Rindom also uses a vivid metaphor to describe the kind of AI agents he envisions for enterprises. He doesn’t want AI agents to be like James Bond, acting autonomously and unpredictably. Instead, he prefers AI agents to be more like performers on a stage: “I want an agent that will go on stage, perform the thing I asked it to perform, and then go down again.” 

This metaphor underscores the importance of assigning specific roles to AI agents, rather than giving them broad, uncontrolled autonomy. “I want to have an agent that will perform a role, not one that is proactive with a license to kill,” he adds.

Karyna agrees, emphasizing the need for a human-centric approach. “We always should put humans first and our needs first. This is very important when implementing AI tools, whether in enterprises or in our personal lives,” she says. 

Selecting the right AI tools

With a growing number of AI tools available – ClickUp AI for project planning, Fireflies.ai for meeting transcription, GitHub Copilot for code assistance – how should companies decide which to adopt?

Lasse advises businesses to focus on their existing ecosystem rather than chasing new tools: “Don’t start with AI. Start with your existing systems. If you’re running on-prem legacy systems, you won’t benefit from AI in the long run. Modernization should be your first step.”

He also cautions against relying solely on vendor promises: “Software providers are now branding everything as AI-powered. We need to move beyond the buzzwords and ask: Does this tool solve a real business problem?”

AI agents in business, CLARITY

The future of AI agents in business

Looking ahead, Lasse predicts that AI agents will continue to evolve, but businesses should focus on solving specific problems rather than chasing the latest trends. “We need to make sure that AI brings value where we’re using it concretely and that we can maintain the things we’re building,” he says. 

The AI expert also reflects on the broader implications of AI agents, using another metaphor to describe the current state of AI development. He compares the introduction of AI agents to “James Cook arriving in Australia and seeing kangaroos for the first time.” Just as Cook had to figure out how to interact with these unfamiliar animals, businesses today are still trying to understand how to integrate AI agents into their operations. “We are not coming to a completely new continent, but we are still figuring out how to treat this new ‘animal’ called AI,” he says. 

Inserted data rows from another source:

PR #695, opened 2020-04-08
[NOD-849] Database tests

stasatdaglabs:


database/ffldb/transaction_test.go
```diff
@@ -0,0 +1,564 @@
...
+
+import (
+	"bytes"
+	"github.com/kaspanet/kaspad/database"
+	"io/ioutil"
+	"strings"
+	"testing"
+)
+
+func TestKeyValueTransactionCommit(t *testing.T) {
```
someone235, line 11: Can you think of a better name?

database/ffldb/transaction_test.go
```diff
@@ -0,0 +1,564 @@
...
+			"unexpectedly failed: %s", err)
+	}
+	if !bytes.Equal(existingValue, value2) {
+		t.Fatalf("TestKeyValueTransactionCommit: Get "+
+			"returned unexpected value. Want: %s, got: %s",
+			string(value2), string(existingValue))
+	}
+}
+
+func TestKeyValueTransactionRollback(t *testing.T) {
```
someone235, line 157: Can you think of a better name?

database/ffldb/transaction_test.go
```diff
@@ -0,0 +1,564 @@
...
+		}
+	}()
+
+	// Begin a new transaction
+	dbTx, err := db.Begin()
+	if err != nil {
+		t.Fatalf("TestTransactionRollbackUnlessClosed: Begin "+
+			"unexpectedly failed: %s", err)
+	}
+	defer func() {
```
someone235, line 467: Do we really needs this defer?

database/ffldb/ldb/transaction_test.go
```diff
@@ -0,0 +1,141 @@
...
+			defer func() {
+				err := dbTx.RollbackUnlessClosed()
+				if err != nil {
+					t.Fatalf("TestTransactionCloseErrors: RollbackUnlessClosed "+
+						"unexpectedly failed: %s", err)
+				}
+			}()
+
+			// Close the transaction
+			err = dbTx.Commit()
```
svarogg, line 113: It might be a good idea to repeat same test-case with dbTx.Rollback, so that we make sure that it's not something only dbTx.Commit does that makes the thing work the way it should

database/ffldb/transaction_test.go
svarogg: And if not - add comment explaining test

database/ffldb/transaction_test.go
```diff
@@ -0,0 +1,564 @@
...
+	"bytes"
+	"github.com/kaspanet/kaspad/database"
+	"io/ioutil"
+	"strings"
+	"testing"
+)
+
+func TestKeyValueTransactionCommit(t *testing.T) {
+	// Open a test db
+	path, err := ioutil.TempDir("", "TestKeyValueTransactionCommit")
```
svarogg, line 13: Most tests here create a temp database, consider extract function.
Can work similar to DAGSetup - a.k.a. return a cleanup function

database/ffldb/transaction_test.go
```diff
@@ -0,0 +1,564 @@
...
+	// Put a new value
+	key2 := database.MakeBucket().Key([]byte("key2"))
+	value2 := []byte("value2")
+	err = dbTx.Put(key2, value2)
+	if err != nil {
+		t.Fatalf("TestKeyValueTransactionRollback: Put "+
+			"unexpectedly failed: %s", err)
+	}
+
+	// Commit the transaction
```
svarogg, line 239: Copypasta: Commit -> Rollback

database/ffldb/transaction_test.go
```diff
@@ -0,0 +1,564 @@
...
+			defer func() {
+				err := dbTx.RollbackUnlessClosed()
+				if err != nil {
+					t.Fatalf("TestTransactionCloseErrors: RollbackUnlessClosed "+
+						"unexpectedly failed: %s", err)
+				}
+			}()
+
+			// Close the transaction
+			err = dbTx.Commit()
```
svarogg, line 411: Here too, consider running both Commit and Rollback

database/ffldb/ldb/cursor_test.go
```diff
@@ -0,0 +1,284 @@
...
+			if !strings.Contains(err.Error(), expectedErrContainsString) {
+				t.Fatalf("TestCursorCloseErrors: %s "+
+					"returned wrong error. Want: %s, got: %s",
+					test.name, expectedErrContainsString, err)
+			}
+		}()
+	}
+}
+
+func TestCursorCloseFirstAndNext(t *testing.T) {
```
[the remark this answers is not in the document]
stasatdaglabs: First and Next don't return errors when they're closed.

database/ffldb/ldb/cursor_test.go
```diff
@@ -0,0 +1,284 @@
...
+	defer func() {
+		err := db.Close()
+		if err != nil {
+			t.Fatalf("TestCursorCloseFirstAndNext: Close "+
+				"unexpectedly failed: %s", err)
+		}
+	}()
+
+	// Write some data to the database
+	for i := 0; i < 10; i++ {
```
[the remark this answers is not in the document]
stasatdaglabs: Such a loop occurs exactly twice. For the sake of simplicity, I'd prefer to keep the loops where they currently are.

database/ffldb/transaction_test.go
```diff
@@ -8,87 +8,93 @@ import (
 	"testing"
 )
 
-func TestKeyValueTransactionCommit(t *testing.T) {
-	// Open a test db
-	path, err := ioutil.TempDir("", "TestKeyValueTransactionCommit")
+func prepareDatabaseForTest(t *testing.T, testName string) (db database.Database, teardownFunc func()) {
```
svarogg, line 11: I think there might me a more appropriate place for this function rather transaction_test.go.
Even if file of it's own.
Even if this is currently used only in transaction_test.

database/ffldb/transaction_test.go
```diff
@@ -374,43 +364,160 @@ func TestTransactionCloseErrors(t *testing.T) {
...
+				if err != nil {
+					t.Fatalf("TestTransactionCommitErrors: %s "+
+						"unexpectedly failed: %s", test.name, err)
+				}
+			}
+		}()
+	}
+}
+
+func TestTransactionRollbackErrors(t *testing.T) {
```
svarogg, line 415: Can't we somehow combine TestTransactionCommitErrors and TestTransactionRollbackErrors?
They both test for basically the same thing - that after tx close you can't do anything? Am I right?

PR #700, opened 2020-04-13
[NOD-858] Don't switch sync peer if the syncing process hasn't yet started with the current sync peer

someone235:


peer/peer.go
```diff
@@ -775,6 +784,7 @@ func (p *Peer) PushAddrMsg(addresses []*wire.NetAddress, subnetworkID *subnetwor
 //
 // This function is safe for concurrent access.
 func (p *Peer) PushGetBlockLocatorMsg(highHash, lowHash *daghash.Hash) {
+	p.shouldSendBlockLocator = true
```
svarogg, line 787: I'd rename to `isBlockLocatorPending` or `wasBlockLocatorRequested` something.
Because shouldSendBlockLocator sound like "should we send blockLocator".

Also, I don't see anywhere that you set it to false. Shouldn't this happen on handling block locator or something?

netsync/manager.go
```diff
@@ -427,24 +431,38 @@ func (sm *SyncManager) current() bool {
...
-			}()
-			if isWaitingForBlocks {
-				return
-			}
-		}
+	sm.syncPeerLock.Lock()
+	defer sm.syncPeerLock.Unlock()
+	shouldReplaceSyncPeer, err := sm.shouldReplaceSyncPeer()
+	if err != nil {
+		panic(err)
```
stasatdaglabs, line 438: Please write a short comment justifying the panic.

svarogg, line 438: I'm grinding my teeth here, but I guess fine, if syncPeer doesn't have peerState, it's indeed a grievous problem that should never happen.

However, in that case maybe move the panic closer to where that happens?

netsync/manager.go
```diff
@@ -427,24 +431,38 @@ func (sm *SyncManager) current() bool {
...
 	sm.syncPeer = nil
 	sm.startSync()
 }
 
+func (sm *SyncManager) shouldReplaceSyncPeer() (bool, error) {
+	if sm.syncPeer == nil {
+		return true, nil
+	}
+
+	syncPeerState, exists := sm.peerStates[sm.syncPeer]
```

Karyna concludes by highlighting the importance of experimentation and creativity in AI adoption. “Having new tools opens up a level of creativity and imagination for employees. We can explore new areas and find additional value by using these tools,” she says. 

Conclusion: practical AI, not just AI for AI’s sake

AI agents have the potential to reshape enterprise operations, but only if implemented with a clear strategy. As the podcast discussion revealed, the focus should not be on the AI itself, but on how it enhances business processes, supports human employees, and delivers tangible value.

Companies that take a measured approach – asking ‘why’ before ‘how’ – will be the ones that truly benefit from AI, rather than getting lost in the latest wave of technological hype.